Friday, March 9, 2012

green is for go ... to the doctor

I’ve been sick this week so my alter ego, Grumpyfuck, has taken over my personality. There’s something about being sick makes me seeeerrriaaasly miff.  Is it too much to ask to have perfect health and perfect weather year all round? They’re such simple needs, really.

Of course, sickness isn’t really newsy or exciting and by even admitting to health issues I sound like one of those old farts who likes to talk about their ailments.  It got me thinking though, about how it might be time to write a long letter to God, questioning where exactly he was going with this whole illness and disease business.

My first message to God regarding the whole body-fail business was via Twitter but apparently he’s not on Twitter (another shortcoming perhaps?) because he didn’t reply. It read, “Dear God. The whole menstrual cycle thing? Not your best work”. 

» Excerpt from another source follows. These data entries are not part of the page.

PR #614, opened 2024-01-09
enable build timestamps

Rozzii:
This commit enables build log timestamps in all pipeline scripts with a 1 second resolution.

### DIFF
--- a/jenkins/jobs/bmo_e2e_tests.pipeline
+++ b/jenkins/jobs/bmo_e2e_tests.pipeline
@@ -44,7 +44,9 @@ pipeline {
             }
             steps {
               withCredentials([string(credentialsId: "metal3-clusterctl-github-token", variable: "GITHUB_TOKEN")]) {
-                sh "./hack/ci-e2e.sh"
+                timestamps {
+                  sh "./hack/ci-e2e.sh"
+                }
               }
             }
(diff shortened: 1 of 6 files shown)


jenkins/jobs/bmo_e2e_tests.pipeline
```diff
@@ -56,9 +58,11 @@ pipeline {
                       currentBuild.result = "FAILURE"
                   }
                 }
-                archiveArtifacts "artifacts*.tar.gz"
-                /* Clean up */
-                sh "make clean-e2e"
+                timestamps {
+                  archiveArtifacts "artifacts*.tar.gz"
```
tuminoid, line 62: Do we want archiveArtifacts to be in here? Elsewhere its outside timestamps.

Sunnatillo (commented):
I checked the logs. This is amazing. Thank you @Rozzii. 
LGTM

jenkins/jobs/bmo_e2e_tests.pipeline
Rozzii: no not really I think we are fine without it

tuminoid (commented):
/approve

Thanks, this will help a lot in debugging.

He certainly didn’t take the hint (it’s because I don’t pray enough, isn’t it?) as there’s been no improvement in that area to date. He probably thought that I was a bit of an upstart for suggesting he could have tried harder. Lucky for me, it turns out he’s an open-minded, approachable kind of chap as he didn’t strike me down with lightening. (Although given that he hasn’t changed the whole menstrual cycle thing I have my doubts as to whether he can actually do the whole lightening thing at all. I do miss those KZN electric storms - it might have been a fabulous way to go.)

Back to the bacteria. What exactly is their purpose?  I’m told we get sick as a way of strengthening our immune systems but if there were no bacteria to fight off, then our immune systems wouldn’t need to be so strong.  We’d all be milling around, in perfectly good health, having a fine time. 

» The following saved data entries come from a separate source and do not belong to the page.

PR #615, opened 2024-01-09
Make BMO e2e tests required status check

lentzi90:
I propose we make the e2e tests required for BMO now. They exist on main and release-0.5 so this is what I added.
We could also remove one or both CAPM3 based jobs, but perhaps better to do that separately?


lentzi90:
Irrelevant...

maxrantil:
LGTM

PR #618, opened 2024-01-17
Trigger BMO e2e tests through prow

lentzi90:
This is to verify that the jenkins operator for prow works as expected. The idea is to trigger jenkins jobs through prow instead of through the ghprb jenkins plugin. When we have verified that this works, we can continue with the rest of the jenkins jobs and remove the ghprb triggers.

### DIFF
--- a/prow/manifests/overlays/metal3/config.yaml
+++ b/prow/manifests/overlays/metal3/config.yaml
@@ -540,6 +540,16 @@ presubmits:
                 value: "/"
             image: ghcr.io/yannh/kubeconform:v0.6.2-alpine@sha256:49b5f6b320d30c1b8b72a7abdf02740ac9dc36a3ba23b934d1c02f7b37e6e740
             imagePullPolicy: Always
+    - name: metal3-bmo-e2e-test-pull
+      # E2e tests do not exist before release-0.5
+      branches:
+        - main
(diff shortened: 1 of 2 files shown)


lentzi90:
/hold
This needs https://gerrit.nordix.org/c/infra/cicd/+/20350

prow/manifests/overlays/metal3/config.yaml
```diff
@@ -138,11 +138,7 @@ branch-protection:
                   [
                     "test-centos-e2e-integration-main",
                     "test-ubuntu-integration-main",
-                    "metal3-bmo-e2e-test",
                   ]
-            release-0.5:
-              required_status_checks:
-                contexts: ["metal3-bmo-e2e-test"]
```
lentzi90, line 145: Not sure if we should really remove these. I marked the job as not optional below but I'm not sure if that means it will show a status context. If it doesn't show the context we should add these back.

lentzi90:
Changed it now to keep the status checks and make the prow job optional. Once we have verified it is working I can update these things.

lentzi90:
Irrelevant

tuminoid (commented):
/approve

Sunnatillo (commented):
/lgtm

Then there’s the natural selection theory.  The weak get sick (bad news for me) and the strong don’t – or at least do but get better eventually. But why can’t the weakest never be born in the first place? (although that'd be really bad news for me). Is the whole sales pitch ‘you’re a winner because your sperm came first place’ a hoax?

My more esoteric friends (I’m a little hokey) tell me that you get sick when your spirit is sending an important message to you.  That’s very kind of you, spirit, giving me the whole heads-up and all, but don’t you think it might be rather more effective to erect a big neon sign above the kettle?  This cryptic shit is for the birds.

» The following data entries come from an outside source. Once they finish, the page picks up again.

PR #621, opened 2024-01-18
Make BMO e2e prow job required

lentzi90:
This removes the required status context for BMO e2e tests and instead makes the prow job required.

It also removes the report template because this is already covered by the report template set for plank. This config is currently causing double messages when a job fails (one for jenkins and one for plank).

One thing to discuss, test and decide is how to handle these required jobs.
Other required jobs that we have run automatically when needed. The e2e jobs have traditionally been manually triggered only to save some resources. I'm not sure if a required but not automatically run job will show up in the status contexts. If not, we have to decide if we

1. Add required status contexts back for them, or
2. Run the jobs automatically. If we choose this we can also use config like "skip if only" to not run it on all PRs, which would be quite nice!

### DIFF
--- a/prow/manifests/overlays/metal3/config.yaml
+++ b/prow/manifests/overlays/metal3/config.yaml
@@ -138,11 +138,7 @@ branch-protection:
                   [
                     "test-centos-e2e-integration-main",
                     "test-ubuntu-integration-main",
-                    "metal3-bmo-e2e-test",
                   ]
-            release-0.5:
-              required_status_checks:
-                contexts: ["metal3-bmo-e2e-test"]
         cluster-api-provider-metal3:
           branches:
             main:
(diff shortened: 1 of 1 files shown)


prow/manifests/overlays/metal3/config.yaml
```diff
@@ -542,7 +533,15 @@ presubmits:
       agent: jenkins
       # Don't run unless triggered to avoid wasting resources
       always_run: false
-      # Until we have checked that it works, keep it optional
+      optional: false
```
lentzi90, line 536: What do you think? Should we trigger it automatically instead but have 
```
skip_if_only_changed: '(((^|/)OWNERS)|(\.md))$'
```

tuminoid: I think this is the way to go. We've spent quite a lot of time developing the e2e test to make BMO testing more standalone, and its rather fast and stable test, so why wouldn't we want to run it?

Rozzii (approved):
/approve

lentzi90:
/hold
@Rozzii what do you think about changing it to use `skip_if_only_changed`?

tuminoid (commented):
/approve

Rozzii:
> /hold @Rozzii what do you think about changing it to use `skip_if_only_changed`?

If the regexp works and it correctly skips the md and the OWNER files then I am fine with it.

lentzi90:
After offline discussion, I think we can keep the old behavior of manual trigger but required job.
After merging this I will check if we need the required status check or not and do a follow up PR if needed.
/hold cancel

PR #631, opened 2024-02-01
Prow: Bump ingress-nginx to v1.9.6

lentzi90:
Just keeping up with the upstream. Nothing newsworthy in the changelog.


tuminoid (commented):
/approve

Already applied in the cluster right?

lentzi90:
> Already applied in the cluster right?

It is applied now! :slightly_smiling_face:

PR #1510, opened 2026-08-28
Split CAPM3 lint into two Prow jobs

migiFi:
Update the CAPM3 presubmits so linting runs as two independent checks. The golangci-lint job now runs `make golangci` (golangci-lint across all modules no KAL) instead of `make lint`, and a new `kube-api-lint` job runs make `make kube-api-lint` (KAL only).

This avoids running KAL twice and keeps the two checks separate.

**NOTE**: This is PR(2) depends on PR(1) [#3656](https://github.com/metal3-io/cluster-api-provider-metal3/pull/3656) make targets existing on CAPM3 main. These jobs will fail until PR(1) is merge.

### DIFF
--- a/prow/config/jobs/metal3-io/cluster-api-provider-metal3.yaml
+++ b/prow/config/jobs/metal3-io/cluster-api-provider-metal3.yaml
@@ -121,7 +121,24 @@ presubmits:
     spec:
       containers:
       - args:
-        - lint
+        - golangci
+        command:
+        - make
+        env:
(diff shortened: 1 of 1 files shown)


Sunnatillo (commented):
@migiFi We need to create the other test as well on the same PR, otherwise we will not test PRs with golangci lint tests

Sunnatillo (commented):
/approve

adilGhaffarDev (commented):
/lgtm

Of course, the problems only start with illness itself, then there’s the treatment.  Why are there twenty thousand mucolytics on the market?  Surely one really kick-ass one is the way to go?  If we’ve been able to mastermind a universal remote then surely a universal-illness pill should be imminent? Now that’s innovative thinking right there, folks (take the hint, Cipla).

And if we really have to get sick, can’t we all just get the same sickness but in varying degrees (depending on how shitty you've been), using the same treatment but just doubling up as need be? 

As for stomach bugs. Puking and shooting through the eye of a needle? Really? That’s the best plan Big G could come up with?  If a virus or tummy bug entered my body via the air then surely I should just be able to fart it out – redistribute it via the air, so to speak.

More than anything, kids should not be subject to illness.  Really.  Till you’re old enough to read Lord of the Rings you shouldn’t get sick. 
(P.S.  I know that without illness there’s would be a lot of medical folk and pharmaceuticals out of work, but think of all the fun they could have doing other things instead? Hiking, singing, becoming tennis instructors, that kind of thing.)